• D'une vie à l'autre

    "D’une vie à l’autre", où l’histoire de jeunes Allemands aux identités volées

    C’est un scandale méconnu de l'Histoire du XXe siècle : le destin d'enfants allemands dont l'identité a été volée par la Stasi, le service de renseignement de l'Allemagne de l'Est, à des fins d'espionnage. Le film "D'une vie à l'autre", en salles mercredi, retrace leur histoire.

     


     

    Repère d'histoire 

    1933: Hitler est nommé chancelier

    1936: Fondation du premier lebensborn

    1940: Invasion de la Norvège par l'Allemagne

    1945: Reddition de l'Allemagne

    1949: Création de la RDA

    1950: Création de la Stasi

    1989: Chute du mur de Berlin

    1990: Réunification allemande

     


     

          Il y a parfois des films qui attirent l'attention du grand public sur un événement passé et contribuent, malgré le filtre de la fiction et ses inévitables simplifications, à ce qu'un pays fasse retour sur son histoire. D'une vie à l'autre (zwei leben) de George Maas, qui arrive sur nos écrans quelques mois après avoir triomphé Outre-Rhin est de ceux-là...
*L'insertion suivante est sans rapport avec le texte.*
Issue #14888, opened 2023-12-01
Bug: Performance issue with `handle_promotion_toggle` task.


zedzior:
### What are you trying to achieve?

`handle_promotion_toggle` celery task got stuck due to huge number of products covered by promotions. The task needs refactor to improve its performance.

### Steps to reproduce the problem

Not able to reproduce it locally.

### What did you expect to happen?

The `handle_promotion_toggle` task run succesfully no matter the number of products.

### Environment

Saleor version: …
OS and version: …

PR #14894, opened 2023-12-01
Enhance `handle_promotion_toggle` task performance.

zedzior:
I want to merge this change because it fixes performance issue with `handle_promotion_toggle` task. The celery queue got stuck with huge number of products covered by promotion. This PR make fetching product ids in chunks during `handle_promotion_toggle` task.

Issue: https://github.com/saleor/saleor/issues/14888

# Impact

- [ ] New migrations

# Docs

- [ ] Link to documentation:

# Pull Request Checklist

### DIFF
--- a/saleor/core/utils/__init__.py
+++ b/saleor/core/utils/__init__.py
@@ -153,19 +153,3 @@ def prepare_unique_attribute_value_slug(attribute: "Attribute", slug: str):
         "slug", flat=True
     )
     return prepare_unique_slug(slug, value_slugs)
-
-
-def queryset_in_batches(queryset, batch_size):
-    """Slice a queryset into batches."""
-    if batch_size <= 0:
-        return []
-
-    queryset = queryset.order_by("pk")
-    start_pk = 0
-    while True:
-        qs = queryset.filter(pk__gt=start_pk)[:batch_size]
-        pks = list(qs.values_list("pk", flat=True))
-        if not pks:
-            break
-        yield pks
-        start_pk = pks[-1]
--- a/saleor/core/utils/__init__.py
+++ b/saleor/core/utils/__init__.py
@@ -156,10 +156,8 @@ def prepare_unique_attribute_value_slug(attribute: "Attribute", slug: str):
 
 
 def queryset_in_batches(queryset, batch_size):
-    """Slice a queryset into batches.
-
-    Input queryset should be sorted be pk.
-    """
+    """Slice a queryset into batches."""
+    queryset = queryset.order_by("pk")
     start_pk = 0
     while True:
         qs = queryset.filter(pk__gt=start_pk)[:batch_size]
--- a/saleor/core/utils/__init__.py
+++ b/saleor/core/utils/__init__.py
@@ -153,3 +153,18 @@ def prepare_unique_attribute_value_slug(attribute: "Attribute", slug: str):
         "slug", flat=True
     )
     return prepare_unique_slug(slug, value_slugs)
+
+
+def queryset_in_batches(queryset, batch_size):
+    """Slice a queryset into batches.
+
+    Input queryset should be sorted be pk.
+    """
+    start_pk = 0
+    while True:
+        qs = queryset.filter(pk__gt=start_pk)[:batch_size]
+        pks = list(qs.values_list("pk", flat=True))
+        if not pks:
+            break
+        yield pks
+        start_pk = pks[-1]
--- a/saleor/core/utils/__init__.py
+++ b/saleor/core/utils/__init__.py
@@ -157,6 +157,9 @@ def prepare_unique_attribute_value_slug(attribute: "Attribute", slug: str):
 
 def queryset_in_batches(queryset, batch_size):
     """Slice a queryset into batches."""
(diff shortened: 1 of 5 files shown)


saleor/core/utils/__init__.py
```diff
@@ -153,3 +153,18 @@ def prepare_unique_attribute_value_slug(attribute: "Attribute", slug: str):
         "slug", flat=True
     )
     return prepare_unique_slug(slug, value_slugs)
+
+
+def queryset_in_batches(queryset, batch_size):
+    """Slice a queryset into batches.
```
korycins, line 159: Can you add here a note that this should be used only with the objects that have `int` as a `pk`?

saleor/core/utils/__init__.py
```diff
@@ -153,3 +153,18 @@ def prepare_unique_attribute_value_slug(attribute: "Attribute", slug: str):
...
+
+    Input queryset should be sorted be pk.
```
korycins, line 161: [Question] Maybe instead of writing that the query should be sorted, we can make this sort here?

saleor/discount/tasks.py
```diff
@@ -157,10 +158,18 @@ def fetch_promotion_variants_and_product_ids(promotions: "QuerySet[Promotion]"):
...
+    variants = variants.order_by("pk")
+    for variant_ids in queryset_in_batches(variants, 2000):
+        variants_batch = ProductVariant.objects.filter(id__in=variant_ids).all()
+        product_ids.update(
+            Product.objects.filter(
+                Exists(variants_batch.filter(product_id=OuterRef("id")))
+            ).values_list("id", flat=True)
+        )
+
+    return promotion_id_to_variants, list(product_ids)
```
NyanKiyoshi, line 172: We still fetch an infinite amount of products, this could cause:
- Payload too big here thus crashing: https://github.com/saleor/saleor/blob/c14ce5cfd8aad483f48b30e370dc0514309df286/saleor/discount/tasks.py#L81
- High memory usage

Also, are we sure Celery beat isn't going to trigger duplicate `update_products_discounted_prices_for_promotion_task` tasks?

saleor/core/utils/__init__.py
zedzior: Why only integers? You can compare strings, dates as well. ie. `Product.objects.filter(name__gt="abc")` is a valid query, right?

saleor/discount/tasks.py
zedzior: 1. It is not infinite. Max is a number of products in database. Scenario: I want to discount all of my products by 10% is a common case.
2. Yes, payload size can be troublesome.
3. We use `set()` on product_ids and update prices in batches. The `update_products_discounted_prices_for_promotion_task` fires itself, once the batch is processed, so I think we are good here.

saleor/discount/tasks.py
```diff
@@ -8,6 +8,7 @@
 from django.db.models import Exists, F, OuterRef, Q, QuerySet
 
 from ..celeryconf import app
+from ..core.utils import queryset_in_batches
```
NyanKiyoshi, line 11: test

saleor/discount/tasks.py
NyanKiyoshi: > It is not infinite. Max is a number of products in database. Scenario: I want to discount all of my products by 10% is a common case.

What I meant is that the value is infinite in code, we don't know how much data this code will have to accept, it can be 10, 10k, 100 billions

> We use set() on product_ids and update prices in batches. The update_products_discounted_prices_for_promotion_task fires itself, once the batch is processed, so I think we are good here.

`set()` doesn't affect how Celery beat works whatsoever, as long as there is no concurrency checks for `handle_promotion_toggle` then it may duplicate tasks

NyanKiyoshi (changes requested):
Limit the number of products that can be fetched and forwarded to a single task, the code shouldn't be allowed to get an infinite count of products but instead of maximum value that we determined is safe (payload size, memory usage, duration).

zedzior:
> Limit the number of products that can be fetched and forwarded to a single task, the code shouldn't be allowed to get an infinite count of products but instead a constant max count that we determined is safe (payload size, memory usage, duration).

Hmm, this would be a breaking change, as some apps may rely on all ids sent by `SALE_TOGGLE` webhook.

zedzior:
I tested the `handle_sale_toogle` task for:
- 60k products with 5 variants each
- single promotion with single rule
- I set very basic rule, like: “all products with category_id=x should be discunted by 10%”


Fetching product ids takes:
- old approach (single select call) : 10s
- new approach (selects in batches, batch_size=10k): 11s

For that specific conditions, the webhook payload has 9MB (300k global ids sent).

zedzior:
The changes will be tested on saleor-multitenant 3.17 first.

saleor/core/utils/__init__.py
korycins: Nevermind. I messed up this with something different 😅

zedzior:
Problem tackled in another PR: https://github.com/saleor/saleor/pull/14982

PR #14924, opened 2023-12-05
Fix attributes save performance

SzymJ:
I want to merge this change because it fixes the performance issue of `associate_attribute_values_to_instance`.
Benchmark for product with 3 attributes:
```
  test name             left count      right count     duplicate count
  -------------------   -----------     -----------     ---------------
- update product                 88             112                   6
```

For `productUpdate` with 103 attributes in input queries count dropped from ~960 -> ~340

# Impact

- [ ] New migrations

# Docs

- [ ] Link to documentation:

# Pull Request Checklist

### DIFF
--- a/saleor/attribute/utils.py
+++ b/saleor/attribute/utils.py
@@ -1,4 +1,5 @@
-from typing import TYPE_CHECKING, Iterable, Set, Union
+from collections import defaultdict
+from typing import Union
 
 from ..page.models import Page
 from ..product.models import Product, ProductVariant
@@ -9,7 +10,6 @@ from .models import (
     AssignedProductAttributeValue,
     AssignedVariantAttribute,
     AssignedVariantAttributeValue,
-    Attribute,
     AttributeValue,
 )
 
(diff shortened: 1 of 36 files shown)


saleor/attribute/utils.py
```diff
@@ -19,118 +19,154 @@
...
-    instance: T_INSTANCE,
-    attribute: Attribute,
-    *values: AttributeValue,
-) -> AttributeAssignmentType:
-    """Assign given attribute values to a product or variant.
-
-    Note: be aware this function invokes the ``set`` method on the instance's
-    attribute association. Meaning any values already assigned or concurrently
-    assigned will be overridden by this call.
-    """
```
IKarbowiak, line 36: I would suggest not removing this docsting. It contains important information that the attribute values are overridden

fowczarek (commented):
Could you add also benchmarks and put benchmark results in PR description?

saleor/attribute/utils.py
```diff
@@ -19,118 +22,169 @@
...
 
-    return assignment
+def _associate_attribute_to_instance(
+    instance: T_INSTANCE, attr_val_map: dict[int, list]
+):
+    instance_type = instance.__class__.__name__
+    variables = instance_to_function_variables_mapping.get(instance_type)
+
+    if not variables:
+        raise AssertionError(f"{instance_type} is unsupported")
```
tomaszszymanski129, line 65: maybe TypeError would be more accurate? If it's a big change we can skip it for now.

szczecha (approved):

    A l'instar d'autres grands succès récents du cinéma allemand (lachute, la vie des autres, Hannah Arendt), il revisite avec acuité l'histoire tourmentée de notre grand voisin, dont il relate les soubresauts sur plus d'un demi-siècle.....

    A travers le personnage fictif de Katrine Evenson, le film retrace une histoire aussi incroyablement romanesque que tragiquement véridique: comment le régime communiste est-allemand s'est servi des victimes de l'eugénisme nazi, les enfants du lebensborn, pour une opération d'espionnage à grande échelle des pays occidentaux....

     


    Le film: D'une vie à l'autre

    Un film de Georg Maas     Allemagne/Norvège        97 min

    Avec Juliane Köhler (Katrine Evensen Myrdal), Lyv Ullmann (Ase Evensen), Sven Nordin (Bjarte Myrdal), Ken Duken (Attornee Sven Solbach), Julia Bache-Wiig (Anne Myrdal)

    Synopsis

    Europe 1990, le mur de Berlin est tombé. Katrine a grandi en Allemagne de l'Est, et vit en Norvège depuis 20 ans. Elle est le fruit d'une relation entre une norvégienne et un soldat allemand pendant la seconde guerre mondiale. A sa naissance elle a été placée dans un orphelinat réservé aux enfants aryens. Elle parvient à s'échapper de la RDA des années plus tard pour rejoindre sa mère. Mais quand un avocat lui demande de témoigner dans un procès contre l'Etat norvégien au nom de ces "enfants de la honte", curieusement elle refuse. Progressivement de lourds secrets refont surface, dévoilant le rôle de la STASI, les services secrets de la RDA, dans le destin de ces enfants.

    Pour elle et ses proches, quel est le plus important? La vie qu'ils ont construite ensemble, ou le mensonge sur lequel elle repose?

    Au cinéma à partir du 7 Mai 2014.

     


    Le contexte historique

    Les enfants du "lebensborn"

    Pour comprendre l'histoire racontée par le film "D'une vie à l'autre", il faut remonter au 12 Décembre 1935, date de la fondation en Allemagne de l'association "lebensborn" (néologisme formé à partir de leben, la vie et de born qui signifie fontaine en vieil allemand).

    Imaginé par le Reichsführer-SS Heinrich Himmler dans le cadre de la politique d'eugénisme nazie, et géré directement par la SS, cet organisme avait pour but de sélectionner les "membre aryens de le race supérieure" et de les élever pour en faire la future élite du Reich.

    Pour ce faire la SS construisit, dans toute l'Allemagne puis dans les pays occupés, des "maisons du lebensborn". Celles-ci comprenaient des maternités dans lesquelles des femmes mariées ou célibataires, pouvaient accoucher, et des foyers pour recueillir et élever les enfants.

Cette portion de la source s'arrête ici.